NOTE 3—Capital Shares:
The pro forma net asset value per share assumes the issuance of shares of the ML Fund that would have been issued at January 31, 2006 in connection with the proposed reorganization. The number of shares assumed to
11 |
be issued is equal to the net asset value of shares of BlackRock Fund, as of January 31, 2006, divided by the net asset value per share of the shares of ML Fund as of January 31, 2006. The pro forma number of shares outstanding, by class, for the combined fund consists of the following at January 31, 2006:
Class of Shares | Shares of ML Fund Pre-Combination | Additional Shares Assumed Issued In Reorganization | Total Outstanding Shares Post-Combination | ||||
---|---|---|---|---|---|---|---|
Class A/Investor A1 | 3,250,193 | 0 | 3,250,193 | ||||
Investor A | (a) | 655,295 | 655,295 | ||||
Class B/Investor B1 | 2,213,078 | 0 | 2,213,078 | ||||
Investor B | (a) | 900,456 | 900,456 | ||||
Class C/Investor C1 | 1,623,213 | 0 | 1,623,213 | ||||
Investor C | (a) | 139,624 | 139,624 | ||||
Class I/Institutional | 2,911,366 | 12,755,085 | 15,666,451 | ||||
Service | (a) | 1,267,692 | 1,267,692 | ||||
(a) The ML Fund does not offer Investor A, Investor B, Investor C and Service Class Shares.
NOTE 4—Pro Forma Operating Expenses:
The pro forma condensed combined statement of operations for the 12 month period ending January 31, 2006, as adjusted, giving effect to the Reorganization reflect changes in expenses of the ML Fund as if the Reorganization was consummated on February 1, 2005. Although it is anticipated that there will be an elimination of certain duplicative expenses because of the Reorganization, the actual amount of such expenses cannot be determined because it is not possible to predict the cost of future operations.
NOTE 5—Federal Income Taxes:
Each of the BlackRock Fund and the ML Fund has elected to be taxed as a “regulated investment company”under the Internal Revenue Code of 1986, as amended (the “Code”). If the Reorganization is consummated, the ML Fund would seek to continue to qualify as a regulated investment company, if such qualification is in the best interests of its shareholders, by complying with the provisions available to certain investment companies, as defined in applicable sections of the Code, and to make distributions of taxable income sufficient to relieve it from all, or substantially all, Federal income taxes. In addition, the ML Fund will make any required income or capital gain distributions prior to consummation of this Reorganization, in accordance with provisions of the Code relating to tax-free reorganizations of investment companies.
The ML Fund will succeed to the capital loss carryforwards of the BlackRock Fund which should not be limited solely by reason of the Reorganization. In addition, for five years beginning after the Closing Date of the Reorganization, the combined fund will not be allowed to offset certain pre-Reorganization built-in gains attributable to one Fund, if any, with capital loss carryforwards (and certain built-in losses) attributable to the other Fund.
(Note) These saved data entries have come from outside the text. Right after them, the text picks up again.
PR #559, opened 2015-09-25
OCSADV-403: Let the user choose the selected AGS strategy on manual search

cquiroz:
This is the next step on the catalog navigator. With this PR the user can select a different guider and re-query with updated limits. By user request the initial load will read all the available rows without magnitude limits.
Note that the limits for different guide speeds for each guider are displayed too

screenshot 2015-09-25 10 11 47


tpolecat:
:+1:

PR #560, opened 2015-09-25
Broken Gems AGS test

cquiroz:
A filtering of invalid magnitudes was removed by mistake and that let some extra targets through breaking a few Gems AGS test

This PR fixes  this, tests in catalog and ags pass


tpolecat:
:+1:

The identified cost of investments for the BlackRock Fund and the ML Fund is substantially the same for both financial accounting and Federal income tax purposes. The tax cost of investments will remain unchanged for the combined fund.
12 |
PART C
OTHER INFORMATION
Item 15. Indemnification
Section 5.3 of the Registrant’s Declaration of Trust provides as follows:
“The Trust shall indemnify each of its Trustees, officers, employees and agents (including persons who serve at its request as directors, officers or trustees of another organization in which it has any interest as a shareholder, creditor or otherwise) against all liabilities and expenses (including amounts paid in satisfaction of judgments, in compromise, as fines and penalties and as counsel fees) reasonably incurred by him in connection with the defense or disposition of any action, suit or other proceeding, whether civil or criminal, in which he may be involved or with which he may be threatened, while in office or thereafter, by reason of his being or having been such a trustee, officer, employee or agent, except with respect to any matter as to which he shall have been adjudicated to have acted in bad faith, willful misfeasance, gross negligence or reckless disregard of his duties; provided, however, that as to any matter disposed of by a compromise payment by such person, pursuant to a consent decree or otherwise, no indemnification either for said payment or for any other expenses shall be provided unless the Trust shall have received a written opinion from independent legal counsel approved by the Trustees to the effect that if either the matter of willful misfeasance, gross negligence or reckless disregard of duty, or the matter of good faith and reasonable belief as to the best interests of the Trust, had been adjudicated, it would have been adjudicated in favor of such person. The rights accruing to any Person under these provisions shall not exclude any other right to which he or she may be lawfully entitled; provided that no Person may satisfy any right in indemnity of reimbursement granted herein or in Section 5.1 or to which he or she may be otherwise entitled except out of the property of the Trust, and no Shareholder shall be personally liable to any Person with respect to any claim for indemnity or reimbursement or otherwise. The Trustees may make advance payments in connection with indemnification under this Section 5.3, provided that the indemnified person shall have given a written undertaking to reimburse the Trust in the event it is subsequently determined that he is not entitled to such indemnification.”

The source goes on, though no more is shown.